Receita do Cappelli: Werdum e o perrengue contra Hunt

Fernando Cappelli | 17/11/2014 às 20:41

Um campeão do ADCC vence outro, do K-1, por nocaute. Isso é o MMA moderno, meus camaradas!

Fabrício Werdum e Mark Hunt saíram na mão pelo cinturão interino dos pesados no primeiro UFC México. Abreviado pela via rápida no segundo assalto, o combate terminou com sonoro triunfo do brasileiro e teve características técnicas marcantes.

Rebarbas?

InsignificantLimpingFrigatebirdO sucesso na ‘revolução do striking’ de Werdum carrega a marca de Rafael Cordeiro.
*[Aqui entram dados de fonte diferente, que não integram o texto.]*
PR #1205, opened 2021-12-15
Added: More opencontainers-lables

GoliathLabs:
Added some more opencontainers labels to the build-multiarch workflow. I removed the author label from the dockerfile so that the author label is set for the person who owns the repo (e.g. if someone forked this repo and made some customizations to it).

Feel freel to leave some feedback 😄

### DIFF
--- a/Dockerfile
+++ b/Dockerfile
@@ -1,7 +1,5 @@
 FROM eclipse-temurin:17-jdk
 
-LABEL org.opencontainers.image.authors="Geoff Bourne <itzgeoff@gmail.com>"
-
 RUN apt-get update \
   && DEBIAN_FRONTEND=noninteractive \
   apt-get install -y \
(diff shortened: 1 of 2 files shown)


itzg:
Other than the author change, these seem to defeat the point of the metadata action

https://github.com/docker/build-push-action/blob/master/docs/advanced/tags-labels.md

Can you clarify if I used that action wrong?

GoliathLabs:
Yes, you are right about that. I have only used the "workaround" in my projects so far with the separate metadata action I added here. Maybe it's better the way you did it. Still, we should adjust it to include the respective owner automatically.

Dockerfile
```diff
@@ -1,7 +1,5 @@
 FROM eclipse-temurin:17-jdk
 
-LABEL org.opencontainers.image.authors="Geoff Bourne <itzgeoff@gmail.com>"
```
itzg, line 3: This is the only change I'll accept

itzg (changes requested):

PR #1210, opened 2021-12-17
fix: verify that the downloaded resource is a valid plugin

dhoffend:
I came across the issue that the downloaded resources was in fact some kind of html output. Looks like the download failed somehow (in my case the dynmap plugin (274).

Example:

    http://api.spiget.org/v2/resources/274/download --> https://dev.bukkit.org/projects/dynmap/files/3561925

Sure ... the owner of dynmap is using a link that points to a webpage instead of the real download.

So the curl download generates a html output which gets saves to 274.jar ... which then creates errors when the server trys to load the plugin. At least we should verify that the downloaded .jar file is a valid minecraft plugin with `plugin.yml` in it.

### DIFF
--- a/scripts/start-spiget
+++ b/scripts/start-spiget
@@ -22,6 +22,20 @@ containsJars() {
   return 1
 }
 
+containsPlugin() {
+  file=${1?}
+
+  pat='plugin.yml$'
+
+  while read -r line; do
+    if [[ $line =~ $pat ]]; then
+      return 0
+    fi
+  done <<<$(unzip -l "$file")
+
+  return 1
+}
+
 getResourceFromSpiget() {
   resource=${1?}
 
@@ -81,9 +95,12 @@ downloadResourceFromSpiget() {
     log "Extracting contents of resource ${resource} into plugins"
     unzip -o -q -d /data/plugins "${tmpfile}"
     rm "${tmpfile}"
-  else
+  elif containsPlugin "${tmpfile}"; then
     log "Moving resource ${resource} into plugins"
     mv "${tmpfile}" "/data/plugins/${resource}.jar"
+  else
+    log "ERROR downloaded resource '${resource}' seems to be not a valid plugin"
+    exit 2
   fi
 
 }


dhoffend:
I reuploaded the branch to match the output of `unzip -l`

itzg (approved):
Thanks

Peterkal2112:
Hello,
I encounterred that error today:

[init] Running as uid=0 gid=0 with /data as 'drwxrwxrwx 1 0 0 8192 Jan 24 08:51 /data'
[init] Resolved version given  into 1.18.1
[init] Resolving type given PAPER
[init] Removing old PaperMC versions ...
[init] Downloading PaperMC 1.18.1 (build 175) ...
[init] Getting plugins via Spiget
[init] Downloading resource 274 ...
  End-of-central-directory signature not found.  Either this file is not
  a zipfile, or it constitutes one disk of a multi-part archive.  In the
  latter case the central directory and zipfile comment will be found on
  the last disk(s) of this archive.
unzip:  cannot find zipfile directory in one of /tmp/274.zip or
        /tmp/274.zip.zip, and cannot find /tmp/274.zip.ZIP, period.
  End-of-central-directory signature not found.  Either this file is not
  a zipfile, or it constitutes one disk of a multi-part archive.  In the
  latter case the central directory and zipfile comment will be found on
  the last disk(s) of this archive.
unzip:  cannot find zipfile directory in one of /tmp/274.zip or
        /tmp/274.zip.zip, and cannot find /tmp/274.zip.ZIP, period.
[init] ERROR downloaded resource '274' seems to be not a valid plugin


This message is looping ..

I can download that plugin manually and upload that to folder but that is just a wacky manual workaround.

itzg:
@Peterkal2112 can you double check that you have re-pulled the image that you are using? I tried `docker run -it --rm -e EULA=TRUE -e TYPE=PAPER -e SPIGET_RESOURCES=274 -e SETUP_ONLY=true itzg/minecraft-server` and it stopped correctly just after the 

```
[init] ERROR downloaded resource '274' seems to be not a valid plugin
```

PR #244, opened 2018-08-01
Load breaches on startup 242

groovecoder:


hibp.js
```diff
@@ -70,13 +69,13 @@ const HIBP = {
       // ]
       for (const breachedAccount of response.body) {
         if (sha1.toUpperCase() === sha1Prefix + breachedAccount.hashSuffix) {
-          foundBreaches = await DBUtils.getBreachesByNames(breachedAccount.websites);
+          foundBreaches = allBreaches.filter(breach => breachedAccount.websites.includes(breach.Name));
```
nhnt11: I just realized this loop doesn't break for some reason. While we're here, can you refactor this to something like:
```
if (the hash doesn't match) {
  continue;
}
foundBreaches = [...]
```

groovecoder:
Still need to decide how to “refresh” the list of breaches in the app process memory. When it was in the database, we were going to run the `scripts/load-breaches.js` script on a cron job.

Now that it's in process memory, we will either need to:

1. Restart the server
2. Use a thread (!) to refresh it
3. Something else?

nhnt11:
Another thing that worries me is how this will scale: depending on how often or not we refresh breaches, if we're running multiple server processes they may go out of sync.

hibp.js
```diff
@@ -1,50 +1,81 @@
...
+    return await got(url, reqOptions);
+  },
+
+  async loadBreachesIntoApp(app) {
+    console.log("Loading breaches from HIBP into app.locals");
+    try {
+      const breachesResponse = await this.req("/breaches");
+      const breaches = [];
+
+      for (const breachIndex in breachesResponse.body) {
```
pdehaan: Should this be `for (const breach of breachesResponse.body) {...}`?
Then we shouldn't need the intermediate `breachIndex` and `breachesResponse.body[breachIndex]` stuffs.

hibp.js
groovecoder: Interesting. What's the advantage to inverting the conditional logic? Optimization?

hibp.js
groovecoder: Weird. I thought I started with that but the `got` return value wasn't iterable. I just tried it with `of` and it seems to work fine now. 🤷‍♂️

hibp.js
groovecoder: I thought about this some more, and I'm keeping the conditional logic like it is, so that I can `break` when I find the match.

That should achieve the same optimization of the loop.

If there's another strong reason to invert the conditional logic, let me know here and/or file an issue for follow|fix-up.

PR #248, opened 2018-08-02
fix #247: refactor db/utils to db/db and just knex

### LINKED ISSUE #247: Refactor db/utils into db/models/subscriber
Now that we’re down to a single DB table, I want to refactor the DB layer code. Most of `db/utils.js` is gone now, and the remaining functions are for the `email_hashes` table that we’re still using. 

Refactor `db/utils.js` and `db/models/emailhash.js` into a new `db/models/subscriber.js` model & table, clean up the knex migrations to match.

groovecoder:


db/db.js
```diff
@@ -44,40 +40,24 @@ const DBUtils = {
...
+        return res[0];
       }
 
       return aEntry;
     }, async () => {
-      return await EmailHash
-        .query()
-        .insert({ sha1, email, verified });
+      const res = await knex("subscribers")
+        .insert({ sha1: sha1, email: email, verified: verified })
```
pdehaan: Not sure if it is any easier just to use the shorthand syntax of `.insert({ sha1, email, verified })` since the keys and values are the "same".

There's probably an ESLint rule for that, if you want me to research it and address in a separate PR.

db/migrations/initial_schema.js
```diff
@@ -13,5 +13,5 @@ exports.up = knex => {
 
 exports.down = knex => {
   return knex.schema
-    .dropTableIfExists("email_hashes");
+    .dropTableIfExists("subscribers");
```
pdehaan: I honestly don't know anything about knex and schemas, but is this all cool to do in the "initial_schema", or should we be doing patch files?

Not sure how much this may mess up @Micheletto when he goes to deploy to stage/prod and table names may change and we may not be dropping ye olde "email_hashes" table, etc.

routes/hibp.js
```diff
@@ -6,17 +6,18 @@ const bodyParser = require("body-parser");
...
   try {
     const hashes = req.body.hashSuffixes.map(suffix=>req.body.hashPrefix + suffix);
     console.log("hashes: ", hashes);
 
-    const subscribers = await DBUtils.getSubscribersByHashes(hashes);
+    const subscribers = await DB.getSubscribersByHashes(hashes);
     console.log("subscribers: ", subscribers);
 
-    const breach = DBUtils.getBreachByName(req.body.breachName);
+    const reqBreachName = req.body.breachName;
```
pdehaan: Do we need a `.toLowerCase()` here as well? (I see a similar pattern below in routes/home.js:10-11)

scripts/notify-subscribers-of-breach.js
```diff
@@ -5,7 +5,7 @@ if (!breachName) {
   throw("Usage: node notify-subscribers-of-breach.js \"breach-name\"");
 }
 
-const DBUtils = require("../db/utils");
+const DBUtils = require("../db/db");
```
pdehaan: Should we bother renaming this to `DB` as well, to be consistent with the other files.
I can't imagine caring much either way, it's just that now I've seen it, so I feel legally obliged to say it.

db/migrations/initial_schema.js
groovecoder: In fact, I want to make this db-altering change now, because neither stage nor prod have a database yet.

I'll manually delete the schema and run knex initial migration on heroku to test it all out before we try anything on stage/prod.

db/db.js
groovecoder: Thought I had that before and it wasn't working. But it works now, so yup - added commit to use shorthand syntax.

routes/hibp.js
groovecoder: Good catch!

db/db.js
```diff
@@ -4,35 +4,31 @@
...
-  async addUnverifiedEmailHash(email) {
-    return await EmailHash.query().insert(
-      {email: email, sha1: getSha1(email), verification_token: uuidv4(), verified: false}
-    );
+const DB = {
+  async addSubscriberUnverifiedEmailHash(email) {
+    const res = await knex("subscribers").insert(
+      { email: email, sha1: getSha1(email), verification_token: uuidv4(), verified: false }
+    ).returning("verification_token");
+    return res[0];
```
groovecoder: Note: `knex` queries return arrays, so have to return the `0`th item.

package.json
```diff
@@ -24,7 +24,6 @@
     "knex": "^0.14.6",
     "nodemailer": "^4.6.4",
     "nodemailer-express-handlebars": "^3.0.0",
-    "objection": "^1.1.9",
```
groovecoder: image

lesleyjanenorton: Leave now and never come back!

groovecoder:
Good point. No change needed to the `knex` migration script line on the `README` ... but there's some other stuff in that `README` that can be updated now. Will file a follow-up issue.

db/db.js
nhnt11: Suggestion: while we're refactoring, let's proactively add a stub function for encryption (that just returns the email as-is for now) and use it everywhere. Later when we add encryption, we can just add it in one place and not have to refactor everything again.

scripts/notify-subscribers-of-breach.js
nhnt11: +1, let's call this DB now.

db/db.js
groovecoder: Can we do in a follow-up? I'm picturing this as part of moving `sha1-utils.js` into a new `crypto.js` module which will pull the private key in only when needed.

groovecoder:
Renamed to `DB`. I'd like to file a follow-up issue for the encrypted email stub function.

pdehaan:
@nhnt11 Mind re-reviewing this and giving it an 👍👎.

PR #252, opened 2018-08-06
WIP: start tests

groovecoder:


groovecoder:
Updated with db fixture plumbing and first test for a db function.

package.json
```diff
@@ -31,14 +31,14 @@
     "coveralls": "^3.0.1",
     "eslint": "^4.18.1",
     "eslint-plugin-node": "^6.0.1",
-    "faucet": "^0.0.1",
+    "faucet": "0.0.1",
```
pdehaan: Did we mean to pin this to a specific version?

db/seeds/test_subscribers.js
```diff
@@ -0,0 +1,29 @@
+"use strict";
+
+exports.seed = function(knex, Promise) {
```
pdehaan: Not sure if `Promise` is used or if we can remove it. It may be confusing naming given the native `Promise` object/class.

db/seeds/test_subscribers.js
```diff
@@ -0,0 +1,29 @@
...
+  // Deletes ALL existing entries
+  return knex("subscribers").del()
+    .then(function () {
+      // Inserts seed entries
+      return knex("subscribers").insert([
+        {
+          sha1: "e76f6c9da0e88b888a98f896b25ee4dcbf769579",
```
pdehaan: Do we want to hardcode the SHA1 of the emails, or just use the `getSha1()` method to keep everything in sync??

db/knexfile.js
```diff
@@ -2,11 +2,24 @@
...
+      max: 10,
+    },
+  },
+  tests: {
+    client: "postgresql",
+    connection: TEST_DATABASE_URL,
+    pool: {
+      min: 2,
+      max: 10,
+    },
```
pdehaan: Do we need a `production` key here as well? Or does OPs need to do anything special to deploy now that we're using an additional level of config nesting here?

tests/test-db.js
```diff
@@ -0,0 +1,20 @@
...
+const knex = Knex(knexConfig["tests"]);
+*/
+
+
+test("getSubscribersByHashes returns array of subscriber objects", async t => {
+  // test@example.com
+  const testHashes = ["b84c4c03b2af4050ac2d3b105e58adf83fa5af05"];
+  const subscribers = await DB.getSubscribersByHashes(testHashes);
+  console.log("subscribers: ", subscribers);
+  t.end();
```
pdehaan: I assume this is still "WIP" since we aren't asserting anything in this test.

tests/test-sha1.js
```diff
@@ -0,0 +1,19 @@
...
+    if (parseInt(character, 16).toString(16) != character.toLowerCase()) {
+      return false;
+    }
+  }
+  return true;
+}
+
+test("getSha1 returns hex digest", function (t) {
+  t.plan(1);
+  t.ok(isHexString(getSha1("test@test.com")));
```
pdehaan: Do we want to assert the returned value from `getSha1()` here matches an expected value for "test@test.com" (versus just checking each character is a valid hex string? Or are we doing that elsewhere?

tests/test-sha1.js
```diff
@@ -0,0 +1,19 @@
...
+function isHexString(hashDigest) {
+  for (const character of hashDigest) {
+    if (parseInt(character, 16).toString(16) != character.toLowerCase()) {
+      return false;
+    }
+  }
+  return true;
+}
+
+test("getSha1 returns hex digest", function (t) {
```
pdehaan: I notice on L14 of the previous file we were using arrow functions... Not sure if we have a preference or if anything matters. Just thought I'd point it out. I can't imagine there are pros/cons to either approach, apart from consistency.

tests/test-db.js
```diff
@@ -0,0 +1,20 @@
...
+/*
+const knexConfig = require("../db/knexfile");
+
+const knex = Knex(knexConfig["tests"]);
+*/
+
+
+test("getSubscribersByHashes returns array of subscriber objects", async t => {
+  // test@example.com
+  const testHashes = ["b84c4c03b2af4050ac2d3b105e58adf83fa5af05"];
```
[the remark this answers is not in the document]
groovecoder: Yup, I have an update with all the right values.

package.json
groovecoder: Not sure why npm changed that.

db/seeds/test_subscribers.js
groovecoder: Good catch. This was auto-generated by knex. Removing the `Promise` param.

db/seeds/test_subscribers.js
groovecoder: Updated.

db/knexfile.js
groovecoder: Yes, I'll plan to add a production section too.

groovecoder:
Argh! I've tried both `tape-async` and `tape-promise` but I can't get an `async` `tape` test to return. @pdehaan do you know any other projects that use `tape`? Or if they use a different TAP-compatible test library that supports async?

tests/test-db.js
```diff
@@ -0,0 +1,25 @@
...
+test("getSubscribersByHashes accepts hashes and only returns verified subscribers", async t => {
+  const testHashes = [
+    "firefoxaccount@test.com",
+    "unverifiedemail@test.com",
+    "verifiedemail@test.com",
+  ].map(email => getSha1(email));
+  const subscribers = await DB.getSubscribersByHashes(testHashes);
+  for (const subscriber of subscribers) {
+    t.ok(subscriber.verified);
+  }
```
pdehaan: Does this need a `t.end()` to match the test file below?
Similarly, do we need any `t.plan(3)` bits, like we had in some previous iterations?

groovecoder: I've tried every combination, and also wrapping the `await` line in `try...catch` too. :(

pdehaan: Turns out the solution seems to be calling `knex.destroy()` during test suite teardown to kill the DB pool, or possibly disable connection pooling during <kbd>$ npm run test</kbd>.

Ref: https://knexjs.org/#Installation-pooling

groovecoder:
Thanks to @pdehaan and @tatumcreative the tests now run AND complete.

I covered all the "public" `DB` methods with at least 1 test. So this PR now increases our test coverage from 0% to 20%!

groovecoder:
Still TODO and/or follow-up issues?

* [ ] Stub/proxy out the HIBP call in `_verifySubscriber`
* [ ] Cover moar code in moar tests!!

db/knexfile.js
```diff
@@ -2,11 +2,21 @@
...
 
-module.exports = {
+
+// For runtime, use DATABASE_URL
+const RUNTIME_CONFIG = {
   client: "postgresql",
   connection: AppConstants.DATABASE_URL,
-  pool: {
-    min: 2,
-    max: 10,
```
pdehaan: Did you want to disable connection pooling for _all_ environments, or just for the "tests" env?

db/DB.js
```diff
@@ -8,22 +10,29 @@ const knexConfig = require("./knexfile");
 const HIBP = require("../hibp");
 const getSha1 = require("../sha1-utils");
 
-const knex = Knex(knexConfig);
+const knex = Knex(knexConfig[AppConstants.NODE_ENV]);
```
pdehaan: Do we need to add more safety around this? Like, if `process.env.NODE_ENV` is set to "production" (instead of "prod"), the `knexConfig[AppConstants.NODE_ENV]` would presumably be `undefined`, but I don't know what that would do if we pass `undefined` to the `Knex()` constructor.
Wasn't sure if storing `knexConfig[AppConstants.NODE_ENV]` in a temporary variable and checking for truthiness (else failing hard) would be worth the extra hassle or not.

db/DB.js
```diff
@@ -8,22 +10,29 @@ const knexConfig = require("./knexfile");
...
 
 
 const DB = {
+  async getSubscriberByEmailAndToken(email, token) {
+    const res = await knex("subscribers")
+      .where("verification_token", "=", token)
+      .andWhere("email", "=", email);
+
+    return res[0];
```
pdehaan: Sorry, was `res[0]` a thing? Or did you have a TODO there before to use `.first()` API?

https://knexjs.org/#Builder-first

package.json
```diff
@@ -38,7 +39,9 @@
     "nyc": "^11.8.0",
     "stylelint": "^9.2.0",
     "stylelint-config-standard": "^18.2.0",
-    "tape": "^4.9.0"
+    "tape": "^4.9.1",
+    "tape-async": "^2.3.0",
+    "tape-promise": "^3.0.0"
```
pdehaan: Do we need **BOTH** `tape-async` and `tape-promise`? I think the latter is currently unused.

tests/test-db.js
```diff
@@ -0,0 +1,73 @@
...
+const DB = require("../db/DB");
+const getSha1 = require("../sha1-utils");
+
+test("getSubscriberByEmailAndToken accepts email and token and returns subscriber", async t => {
+  const testEmail = "unverifiedemail@test.com";
+  const testToken = "0e2cb147-2041-4e5b-8ca9-494e773b2cf0";
+  const subscriber = await DB.getSubscriberByEmailAndToken(testEmail, testToken);
+
+  t.ok(subscriber.email === testEmail);
+  t.ok(subscriber.verification_token === testToken);
```
pdehaan: I'm not a **tape** expert, but do we want `t.ok()` or something like [`t.deepEqual()`](https://github.com/substack/tape#tdeepequalactual-expected-msg) here?

tests/test-db.js
```diff
@@ -0,0 +1,73 @@
...
+  t.ok(verifiedSubscriber.verified);
+  t.ok(verifiedSubscriber.sha1 === getSha1(testEmail));
+});
+
+test("removeSubscriber accepts email and removes the email address", async t => {
+  const testEmail = "removingFirefoxAccount@test.com";
+
+  const verifiedSubscriber = await DB.addSubscriber(testEmail);
+  const removedSubscriber = await DB.removeSubscriber(verifiedSubscriber.email);
+  console.log("removedSubscriber: ", removedSubscriber);
```
pdehaan: Nit: remove `console.log()`

tests/test-sha1.js
```diff
@@ -0,0 +1,25 @@
...
+test("getSha1 returns hex digest", t => {
+  t.ok(isHexString(getSha1("test@test.com")));
+  t.end();
+});
+
+test("tape-async example", async t => {
+  t.ok(isHexString(getSha1("test@test.com")));
+  const a = await Promise.resolve(42);
+  t.equal(a, 42);
+});
```
pdehaan: Nit: nuke this test

tests/test-db.js
```diff
@@ -0,0 +1,73 @@
...
+
+  t.ok(removedSubscriber.email === null);
+});
+
+test("teardown", async t => {
+  DB.destroyConnection();
+});
```
pdehaan: :+1:

db/knexfile.js
groovecoder: These are the `knex` defaults anyway, so I thought I'd just remove them.

db/DB.js
groovecoder: `first` only works on `select` queries/functions. Doesn't work on these `update` and `insert`

package.json
groovecoder: Good catch.

tests/test-db.js
```diff
@@ -0,0 +1,73 @@
...
+  const subscribers = await DB.getSubscribersByHashes(testHashes);
+  for (const subscriber of subscribers) {
+    t.ok(subscriber.verified);
+  }
+});
+
+test("addSubscriberUnverifiedEmailHash accepts email and returns unverified subscriber with sha1 hash and verification token", async t => {
+  const testEmail = "test@test.com";
+  // https://stackoverflow.com/a/13653180
+  const uuidRE = /^[0-9a-f]{8}-[0-9a-f]{4}-[1-5][0-9a-f]{3}-[89ab][0-9a-f]{3}-[0-9a-f]{12}$/i;
```
pdehaan: I think this is cool, although _mildly_ confused by that `-[1-5][0-9af]{3}-` bit in the middle there.

If I'm reading these links below correctly, it seems like that `[1-5]` may imply the version, and we could possibly just hardcode it as "4" since we're using UUIDv4, per https://github.com/mozilla/blurts-server/blob/069ea0bb3fa95347c46848d9be760716438fa82e/db/DB.js#L4

1. https://github.com/chriso/validator.js/blob/master/lib/isUUID.js#L16
1. https://gitlab.com/unwttng/uuid-v4-regex/blob/master/regex.js
1. https://github.com/mixer/uuid-validate/blob/master/index.js

tests/test-db.js
groovecoder: I tend to avoid assertions on full object structures from experiences where it makes tests brittle. 😐 I'm fine using strict equality comparisons For Now™.

package.json
```diff
@@ -28,6 +28,7 @@
     "uuid": "^3.2.1"
   },
   "devDependencies": {
+    "blue-tape": "^1.0.0",
```
pdehaan: Is this used, or just leftover from testing?

db/DB.js
groovecoder: It results in a knex connection error which kills the server or tests process pretty early. Which seems like as good a time as any for an error to throw.

tests/test-db.js
pdehaan: Sorry, I didn't mean **full structure** comparisons, I just meant something like:

```js
t.deepEqual(subscriber.email, testEmail);
t.deepEqual(subscriber.verification_token, testToken);
```

Not really a big deal either way, I just usually find the debugging a bit better w/ `.deepEqual()` vs `.ok()`.

Using `.ok()` with `===` just tells me an expected/actual of true/false, which can sometimes be trickier to debug:

```sh
// t.ok(subscribers.length === 3);

# getSubscribersByHashes accepts hashes and only returns verified subscribers
not ok 1 should be truthy
  ---
    operator: ok
    expected: true
    actual:   false
    at: testp (/Users/pdehaan/dev/github/mozilla/blurts-server/tests/test-async.js:34:7)
    stack: |-
      Error: should be truthy
          at Test.assert [as _assert] (/Users/pdehaan/dev/github/mozilla/blurts-server/node_modules/tape/lib/test.js:224:54)
          at Test.bound [as _assert] (/Users/pdehaan/dev/github/mozilla/blurts-server/node_modules/tape/lib/test.js:76:32)
          at Test.assert (/Users/pdehaan/dev/github/mozilla/blurts-server/node_modules/tape/lib/test.js:342:10)
          at Test.bound [as ok] (/Users/pdehaan/dev/github/mozilla/blurts-server/node_modules/tape/lib/test.js:76:32)
          at testp (/Users/pdehaan/dev/github/mozilla/blurts-server/tests/test-async.js:34:7)
          at <anonymous>
```

... versus `.deepEqual()` which gives a more obvious expected/actual, which makes it easier to see exactly why it failed instead of just a Boolean value:

```sh
// t.deepEqual(subscribers.length, 3);

# getSubscribersByHashes accepts hashes and only returns verified subscribers
not ok 1 should be equal
  ---
    operator: equal
    expected: 3
    actual:   2
    at: testp (/Users/pdehaan/dev/github/mozilla/blurts-server/tests/test-async.js:34:7)
    stack: |-
      Error: should be equal
          at Test.assert [as _assert] (/Users/pdehaan/dev/github/mozilla/blurts-server/node_modules/tape/lib/test.js:224:54)
          at Test.bound [as _assert] (/Users/pdehaan/dev/github/mozilla/blurts-server/node_modules/tape/lib/test.js:76:32)
          at Test.equal (/Users/pdehaan/dev/github/mozilla/blurts-server/node_modules/tape/lib/test.js:384:10)
          at Test.bound [as equal] (/Users/pdehaan/dev/github/mozilla/blurts-server/node_modules/tape/lib/test.js:76:32)
          at testp (/Users/pdehaan/dev/github/mozilla/blurts-server/tests/test-async.js:34:7)
          at <anonymous>
```

But overall, I love everything. Let's just land these tests and iterate from there (assuming @nhnt11 and @lesleyjanenorton are kosher with this PR).

tests/test-db.js
```diff
@@ -0,0 +1,72 @@
...
+  const subscribers = await DB.getSubscribersByHashes(testHashes);
+  for (const subscriber of subscribers) {
+    t.ok(subscriber.verified);
+  }
+});
+
+test("addSubscriberUnverifiedEmailHash accepts email and returns unverified subscriber with sha1 hash and verification token", async t => {
+  const testEmail = "test@test.com";
+  // https://stackoverflow.com/a/13653180
+  const uuidRE = /^[0-9a-f]{8}-[0-9a-f]{4}-4[0-9a-f]{3}-[89ab][0-9a-f]{3}-[0-9a-f]{12}$/i;
```
pdehaan: Do we do UUID `verification_token` validation anywhere else in the server (or _should_ we be validating it elsewhere)?
Should this RegExp (or a helper function) be added to the ../db/DB.js file as some `isValidVerificationToken(token) {...}` method?

tests/test-db.js
groovecoder: Ah ... yeah that's a nicer output. Good call.

tests/test-db.js
groovecoder: Hmm ... it would be belt-and-suspenders validation, since we're checking the token equality in the database already. We can make it a follow-up.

O mentor da Kings MMA mantém o bom senso no trabalho de adaptações no jogo do gaúcho, e não visa transformá-lo em um striker repleto de técnicas mirabolantes.

Grappler por excelência, Werdum mostra padrão sólido em pé com o botãozinho do ‘simples e eficiente’ ligado.

A variedade de ataques de Werdum muda pouco: chutes versáteis, combos de dois ou três socos, seguidos de thai clinch e joelhadas.

Ele desenvolveu a percepção necessária de usar o que faz de melhor nos momentos certos, e confia plenamente em tudo que sabe. Esse tem sido diferencial nos resultados recentes.

Mas ainda há defasagens defensivas e de movimentação.

O tal do ímpeto

PaltryAptBuckCom tempo reduzido de preparo, ficou claro que Mark Hunt estava afim de resolver logo o desafio.

Seu ímpeto inicial foi poderoso, e por pouco não fez a luta tomar outro rumo.

Pela complexão física e o estilo de lutar, o neozelandês mantém a postura com centro de gravidade baixo.

Isso potencializa, e muito, um dos recursos favoritos: cercar adversários e de repente se projetar ao ataque, geralmente com um cruzado de esquerda que abre espaço aos petardos de direita.

No começo do combate, dito e feito. O gordinho se jogou em cima de Werdum, caçou a distância cruzando de canhota e acertou uma bomba de direita.

Aí apareceu a primeira falha do brasileiro, que recuou e tentou se defender com os braços esticados, tirando o rosto. Um erro crasso, sobretudo contra lutadores carga pesada como Hunt, que golpeiam de forma incisiva e projetando todo peso corporal em cada patada.

Werdum foi atingido em cheio. Pareceu não se abalar muito, mas o primeiro knockdown foi decretado.

No segundo sufoco, o gaúcho telegrafou um chute baixo e foi pego imediatamente por um direto de direita. Puro timing. Se Hunt tivesse colocado mais convicção no contragolpe teria sido fatal.

Maliciosamente

GentleNecessaryArthropodsA variedade de ataques baixos – e fintas a partir disso – novamente tiveram papel estratégico providencial.

Werdum acertou alguns chutes nas pernas do adversário no primeiro assalto para condicioná-lo a abaixar a postura e abrir brechas na parte superior.

Hunt confia tanto no queixo duro que muitas vezes se torna um tanto displicente defensivamente. Mesmo sendo grande mérito do brasileiro, o lance que definiu o resultado foi prova disso.

Werdum inicialmente fez um shoot (entrada de queda) e investiu na perna de Hunt para levá-lo ao solo, mas este escapou.

Em seguida, o gaúcho parou na frente do adversário e esboçou uma troca de nível, ou seja, abaixou a postura e o olhar, como se buscasse as pernas novamente.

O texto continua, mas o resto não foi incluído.